The recent WebJunction Digital Reference Summit (full archive and related resources) included a presentation by Alison Miller about the rise of text message reference services. At the beginning of the session we polled participants and discovered that just 17% of the nearly 200 in attendance were providing text reference services, but that’s sure to change.
Alison provided a wealth of data to illustrate the current trends in mobile reference services and referenced the nearly 100 libraries offering SMS (text) reference service listed on the Library Success Wiki. There were a handful of questions raised during the webinar about whether or not the 160-character limit allows for an adequate reference exhange or if it only serves to provide quick answers to quick queries.
There are multiple responses to these questions in the recent Library Journal article by Ellyssa Kroski which asks, Text Message Reference: Is It Effective? In the article, Ellyssa references interviews with a half a dozen or so academic reference librarians and presents their answer as a resounding YES! She summarized:
- The 160-character limit does not seem to be an impediment; librarians simply send multiple messages or ask patrons to call or come into the library for further help with more complex questions.

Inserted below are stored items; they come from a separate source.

PR #995, opened 2020-04-26
Feature/Advanced Camera Settle

markmaker:
# Description
## What is Settling the Camera?
Before a Computer Vision Operation can be performed, the camera must be settled, i.e. the machine should have stopped, all vibrations ceased and the camera and communications lag passed. A clean, stable image is needed. 

The simple approach is to just wait a moment. However, in order to cover the worst case, a rather long wait time must be chosen. The machine will be significantly slowed down. 

A better way was developed by @vonnieda, the so-called Autosettle. It compares frame after frame from the camera and when the last two are sufficiently similar, the settling is concluded. The feature was a bit hidden, as it was activated by providing a negative settle time, which then served as the maximum allowed pixel difference between the last two frames. 

## What is new in this PR?
Camera Autosettle is now exposed on the GUI, it was significantly expanded and graphical diagnostics are provided: 

AdvancedCameraSettleSmall
([Larger version](https://makr.zone/AdvancedCameraSettle.gif))

At the same time, the easy way still works, the GUI remains simple until you change the Settle Method to one of the advanced methods:
  
grafik

A commit handler will upgrade existing `machine.xml` and the machine should behave as before. 

## Ideas and Features

- The settle threshold can be combined with a timeout, so the camera will always settle, even if the threshold is never reached (due to noise in the camera image, etc.). The camera will no longer hang.
- Like in electronics, Debouncing makes sure a stable image is truly reached. In tests, it turned out that the machine vibrates strongly, i.e. the images swings back and forth. Surprisingly often, two consecutive frames look the same just by accident (interference frame-rate vs. vibration). An early test revealed that in my 60p camera the nozzle tip was not yet visible/in focus for the first two frames and again the Autosettle was happy with the blurred images not differing that much. Excessive motion blur from the down-looking camera caused the same (I can no longer reproduce the last two, but it might still happen with high latency cameras). 
- The settling can be made Color Sensitive for use cases where color patterns are present, but contrasts are low. 
- The settling can be made Edge Sensitive, so rather than comparing the images directly, it compares gradients/edges. This is useful when you have large (out-of-focus) dark and bright areas in your image, but the contrast in your object is low. 
- Contrast (i.e. dynamic range) can be enhanced: Autosettle has to cope with both harsh contrasted images (such as glaring metal parts on black background) and low-contrast objects like the dark-in-dark black Samsung CP40 nozzle tips, or bright-in-bright paper cut tape strips on typical whitish double-sided adhesive tape. Remember: Auto-exposure must be switched off for stable pipeline operations. Autosettle can compensate, so the same threshold value works across those scenarios. 
- The image can be Denoised, i.e. the level of detail can be reduced to get a more reasonable settling precision. Camera sensor noise, compression artifacts and a benign remainder of vibrations will be smoothed out. 
- The sensitivity can be restricted to a circular center area of the camera. Areas with uncontrolled levels of lighting (reflections, overhead light, etc) and other disruptions in the periphery of the camera's field of view, will be ignored. 
- The Graphical Diagnostics can be switched on to record the last settle frames and plot a graph with the settle data. You can scratch over the graph to watch the recorded frames. A heat map for motion is overlaid:
grafik
- A test buttons panel is provided to generate movements, immediately followed by camera settling. Note, drastic motion pictured above is for show, and will never happen in real-life OpenPnP :-)
grafik
- Extensive Tooltips have been provided.  

EDIT: Note, the diagnostics add minimal processing burden during settling, as the heat map generation etc. is postponed until the settle is complete. If you switch on _both_ Diagnostics _and_ Log level "Debug" or "Trace", all the frames are also written to disk. 

With reasonable settings, I have occasional frames dropped on my 60p ELP cam (see Image), but rarely on the more usual 30p. 

# Justification
See the group discussion:
https://groups.google.com/d/msg/openpnp/jnvon8elGzI/VhDvC8KnDQAJ

I'd like to submit this PR to get testing going. Some further Discussion might be needed alongside. 

# Instructions for Use

Will follow. 

# Implementation Details
1. I tested the PR on my machine, trying hard to test all the combinations. However, I propose a merge into `openpnp:test`.
2. Did follow the [coding style](https://github.com/openpnp/openpnp/wiki/Developers-Guide#coding-style),
4. Sucessful `mvn test` before submitting the Pull Request.


vonnieda:
Hey @markmaker - I think this looks really good, and I'm open to merging it directly to develop if you are happy with it. Looks like the merge of the advanced vacuum checks caused a conflict, so if you can resolve that I'll go ahead and merge.

markmaker:
Hi @vonnieda 

Thank you, the confidence is much appreciated. ;-)

I resolved the conflicts, which btw. was an interesting study of the surprising limits of three-way-merging. It go it completely and utterly wrong. ;-) 

I had all conflicts resolved locally and then pushed it, but GitHub still complained about some conflict. Then I pressed a button called "Resolve Conflicts" and nothing happened, it just went away, seemingly without even a trace. Don't know what that was. The branches now show no diffs.

SimpleGraph has evolved a bit in the meantime, most notably I had to switch from Milliseconds to Nanoseconds as a time basis, because I tested with 120 fps camera settings (and yes, its works flawlessly, the settle code now uses almost no extra processing time, even with ambitious settings). As a consequence of Nanotime, I had to adapt the vacuum sensing SimpleGraph time basis as well.

Then I performed a big Job integration test of #991 and #995 with some finishing touches including a small CHANGES.md entry,

**For me it's ready.**

Thanks again,
_Mark

netzmark:
Mark sorry that I still haven't a time to test your new vacuum (nor 2.0 at all), but it could be good to have there a mark on the graph showing the moment when the vacuum valve was commanded to be turned on. I suspect there is a time when value stays at 0 until starts rising. Could be interresting to know how long is "nothing happens" time.
Maybe it is shown there already... ;).

markmaker:
> Mark sorry that I still haven't a time to test your new vacuum (nor 2.0 at all), but it could be good to have there a mark on the graph showing the moment when the vacuum valve was commanded to be turned on. I suspect there is a time when value stays at 0 until starts rising. Could be interresting to know how long is "nothing happens" time.
> Maybe it is shown there already... ;).

This should be in #991 :-)

Yes it is already shown. See the blue line called "Valve" going up and down: 

grafik

vonnieda:
@markmaker Has the information here made it into the Wiki anywhere yet? If not, could you please update https://github.com/openpnp/openpnp/wiki/Setup-and-Calibration%3A-General-Camera-Setup#settle-time?

Thanks,
Jason

markmaker:
This is a container for the images for the Wiki. Please do not delete. Read the Wiki page to understand what they mean.
https://github.com/openpnp/openpnp/wiki/Camera-Settling
_____
grafik

grafik

grafik

grafik

grafik

grafik

grafik

grafik

markmaker:
AdvancedCameraSettleSmall

PR #996, opened 2020-04-26
Change modality of ActuatorControlDialog to MODELESS

electronick-de:
# Description
Changes the behaviour of the small actuator control windows (dialogs). They will not force the user to close them before doing something else.

# Justification
With the modality set to MODELESS the actuator control dialogs may stay opened while doing other tasks in the GUI, i.e. jogging the axes etc. It is primarily usefull when working in manual mode or when testing/calibrating the machine.

# Instructions for Use
Switch to the "Actuators" tab, click on any configured actuator, switch to any other tab, i.e. "Jog". Now you can jog the machine and give commands to actuators simultaneousely and easier than before.

# Implementation Details
Maven test succeeded.
Actuator control dialogs stay visible, don't hold the focus.

### DIFF
--- a/src/main/java/org/openpnp/gui/ActuatorControlDialog.java
+++ b/src/main/java/org/openpnp/gui/ActuatorControlDialog.java
@@ -47,6 +47,8 @@ public class ActuatorControlDialog extends JDialog {
                 FormSpecs.RELATED_GAP_ROWSPEC,
                 FormSpecs.DEFAULT_ROWSPEC,}));
         
+        setModalityType(JDialog.ModalityType.MODELESS);
+        
         JLabel lblBoolean = new JLabel("Set Boolean Value");
         getContentPane().add(lblBoolean, "2, 2");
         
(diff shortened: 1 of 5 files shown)


vonnieda:
I'm okay with giving this a try, but I wonder if users will miss the previous behavior. I think it's worth merging and if there are concerns we can add a checkbox to the window of "Pin Window" or something. Anyone else have thoughts?

markmaker:
I think it should check that the actuator's dialog is not already open, otherwise just focus the opened one instead of opening a second one. 

Perhaps store and manage the dialogs in a HashMap by actuator?

Also what happens if I delete an actuator that has it's dialog open? What if I then press one of the dialog's buttons? 

I know a garbage collected language like Java can cope with many such abuses, but still...

I was envisaging a different solution, where you could individually configure the buttons/fields of the actuators to appear permanently in the "Special" tab of the machine controls. ;-)

_Mark

electronick-de:
> I think it should check that the actuator's dialog is not already open, otherwise just focus the opened one instead of opening a second one.

This is a good point and needs rework.

"Special" tab would lead away from what was initially intended. This mod was made for people who use OpenPnP in manual mode. I mean as a high tech tweezers. No programming, no feeders. Just put a device on the table, jog the camera over it, actuate the pick actuator. Then move over the PCB and actuate the place actuator. With modal dialogs one needs to close them, change tab, jog, change tab, open dialog.
For this scenario two additional buttons "pick" and "place" in the "Jog" tab would be enough. But maybe, there is another scenario or other actuators that someone needs to have quick available?

markmaker:
> "Special" tab would lead away from what was initially intended. 

Agree.

PR #1722, opened 2024-12-28
change Length class to be immutable

tobydickenson:
# Description

There is lots of code which is written as if the `Length` class is immutable. But, to my great surprise, it is not! This patch removes the Length methods which change its value. It changes a small amount of code which uses those methods to use alternatives which return a new `Length` object.

# Justification

## Justification in code that uses Length

For example, class `ReferenceNozzleTip` has `public Length getMaxPartHeight()` to allow other code to access an attribute.

It also has `public void setMaxPartHeight(Length maxPartHeight)` to allow other code to change that attribute.

It is somewhat surprising that this property could also be changed by code such as `tip.getMaxPartHeight().setValue()`. Thats not how we want this API to be used, and it is not how we want future APIs (exposing a `Length` attribute) to be written. The presence of methods  `Length.setValue` and `Length.setUnits` feels like a bug in the architecture.

## Justification within Length

If `Length` was intended to be a mutable shareable object, then various optimisations inside `Length` are confusing and unsafe. For example, `convertToUnits` has   `if(this.units==units) return this;` which means the return value is sometimes shared, and sometimes not.

## Justification of consistency

The `Location` class has a similar interface, and is used in a similar manner, and it **is** immutable. I find it surprising for these two classes to be different.

# Instructions for Use

There is no end user impact.

# Implementation Details
1. How did you test the change? Be descriptive. Untested code will not be accepted. -- unit tests pass
3. If you made changes in the `org.openpnp.spi` or `org.openpnp.model` packages you will need to add additional justification for these changes. Changes to these packages require extensive review and testing. -- Yes, and `org.openpnp.model.Length` is one of the lowest level classes!
4. Be sure to run `mvn test` before submitting the Pull Request. If the tests do not pass the Pull Request will not be accepted. -- unit tests pass.

### DIFF
--- a/src/main/java/org/openpnp/gui/components/ComponentDecorators.java
+++ b/src/main/java/org/openpnp/gui/components/ComponentDecorators.java
@@ -76,12 +76,9 @@ public class ComponentDecorators {
     }
 
     private static void convertLength(JTextField textField, String format) {
-        Length length = Length.parse(textField.getText(), false);
+        Length length = Length.parseWithDefaultUnits(textField.getText(), Configuration.get().getSystemUnits());
         if (length == null) {
             return;
-        }
-        if (length.getUnits() == null) {
-            length = length.changeUnits(Configuration.get().getSystemUnits());
         }
         length = length.convertToUnits(Configuration.get().getSystemUnits());
         textField.setText(String.format(Locale.US, format, length.getValue()));
--- a/src/main/java/org/openpnp/gui/components/ComponentDecorators.java
+++ b/src/main/java/org/openpnp/gui/components/ComponentDecorators.java
@@ -81,7 +81,7 @@ public class ComponentDecorators {
             return;
         }
         if (length.getUnits() == null) {
-            length.setUnits(Configuration.get().getSystemUnits());
+            length = length.changeUnits(Configuration.get().getSystemUnits());
         }
         length = length.convertToUnits(Configuration.get().getSystemUnits());
         textField.setText(String.format(Locale.US, format, length.getValue()));
--- a/src/main/java/org/openpnp/gui/support/LengthConverter.java
+++ b/src/main/java/org/openpnp/gui/support/LengthConverter.java
@@ -44,12 +44,9 @@ public class LengthConverter extends Converter<Length, String> {
 
     @Override
     public Length convertReverse(String s) {
-        Length length = Length.parse(s, false);
+        Length length = Length.parseWithDefaultUnits(s, Configuration.get().getSystemUnits());
         if (length == null) {
             throw new RuntimeException("Unable to parse " + s);
-        }
-        if (length.getUnits() == null) {
-            length = length.changeUnits(Configuration.get().getSystemUnits());
         }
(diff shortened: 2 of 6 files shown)


janm012012:
Hi Toby!

I agree with you, that Length shall be immutable. To force that, I'd suggest to declare value and units final. By doing so, the compiler generates about 13 errors (without setValue(), setUnits() and Length()). which you all fixed.

I see two addition improvements you might wont to consider:

1. LengthUnits could be refactored into its own class allowing it to be inherited to Length and Location (and potentially others) generating cleaner code.
2. In FootprintTableModel::setValueAt LengthCellValue::getLength() returning null is fixed four times using identical code. I'd suggest to refactor that into a single method, something like `Length getLength(LengthUnits defaultUnit)`.

Besides that, the PR looks good to me!

Jan

tobydickenson:
> I agree with you, that Length shall be immutable. To force that, I'd suggest to declare value and units final. By doing so, the compiler generates about 13 errors (without setValue(), setUnits() and Length()). which you all fixed.

Adding `final` causes exceptions during xml persistence. This exception looks like it might be fixable, but I know `final` can cause problems for other persistence frameworks too. So I (sadly) suggest not doing this.

>    LengthUnits could be refactored into its own class allowing it to be inherited to Length and Location (and potentially others) generating cleaner code.

The shared LengthUnits enum seems ok to me. Maybe I'm missing something.

>    In FootprintTableModel::setValueAt LengthCellValue::getLength() returning null is fixed four times using identical code. I'd suggest to refactor that into a single method, something like `Length getLength(LengthUnits defaultUnit)`.

I had changed the `setUnits` mutable method to `changeUnits` which returns a copy.

In practice we see that this was only used by code which tests whether the units are null, and supplies a sensible default unit. So lets change that again to a new Length method `changeUnitsIfUnspecified`.

Furthermore, I note that this was frequently called on the return value of the `parse` method, which an optionally return a length with unspecified units. So lets add a new method `parseWithDefaultUnits` for this operation.

janm012012:
Hi Toby!

I like how to did it! That looks clean and self explaining.

I'm sorry for the suggestion to add `final`. I missed the dependency on the simplexml framework. I was (at least to me) temporarily useful to detect all occasions where Length was not immutable. (Btw: I did the same for Location as you suggested on the list and found much no issues.)

Concerning the refactoring: I was under the impression, that the entire unit handling could be refactored into a new class which then would store the current unit and provide scaling into a new unit. Unfortunately this will very likely not work for the same reason as above: if unit is also accessed by simplexml, the refactoring would break the dependencies. So we can only keep it as is referencing a single LengthUnit and providing individual storage locations, getter methods and scaling.

From my perspective this PR is good as it is. Unfortunately I think I don't have permission to merge, even though the "Merge pull request" button is present and green...

Jan

tobydickenson:
Any objections to merging this into 2.3 test now?

janm012012:
merging? what? ;-)

Jan

PS: Thanks a lot for cleaning up the API!

PR #1724, opened 2025-01-06
Trigger the update to the placement counter on the status bar after c…

tobydickenson:
# Description

This status bar was unreliable.

It was updating when the Job tab is open. But, if the user switches to a different tab, this data was frozen even though placements were progressing.

image

Previously the update to this status was triggered by the *rendering* of the job table 😵‍💫 The table is not rendered when viewing a different tab, so no status bar update was triggered.

This patch moves the trigger to the job processor, after completing a placement.

# Justification

The status bar was misleading when it did not update. This fix helps all users.

# Instructions for Use

No instructions are required; it fixes a feature to work as expected.

# Implementation Details
   * Only tested on a simulated machine so far
   * Various regressions tests: The GUI interactions update this status as expected (for example ticking a placement as complete, or enabled/disabled). The status updates when viewing the job tab during job activity.
   * The status updates when viewing the part tab during job activity too. Previously it would have been frozen in this tab.
5. Be sure to run `mvn test` before submitting the Pull Request. If the tests do not pass the Pull Request will not be accepted. -- all tests pass

### DIFF
--- a/CHANGES.md
+++ b/CHANGES.md
@@ -10,6 +10,7 @@ a complete change list, only those that may directly interest or affect users.
 ## Bug Fixes
 
 * Fix bug causing manual nozzle tip changes to get swallowed if the corresponding placement is set to defer errors. [PR 1741](https://github.com/openpnp/openpnp/pull/1741)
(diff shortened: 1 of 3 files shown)


tobydickenson:
fix has been rebased to latest test branch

- Libraries are receiving a wide variety of questions via text messaging such as troubleshooting, directional, circulation, and reference queries, with some libraries receiving between 50-90 questions per month via patrons’ mobile devices.
- And it doesn’t seem to matter that the reference interview may take multiple text exchanges, according to these librarians—the content and quality of the answers is more important than the medium of delivery.
Whether or not your library is providing text message reference, I think the verdict is clear. The libraries who remain technologically nimble in our changing times are where their users are.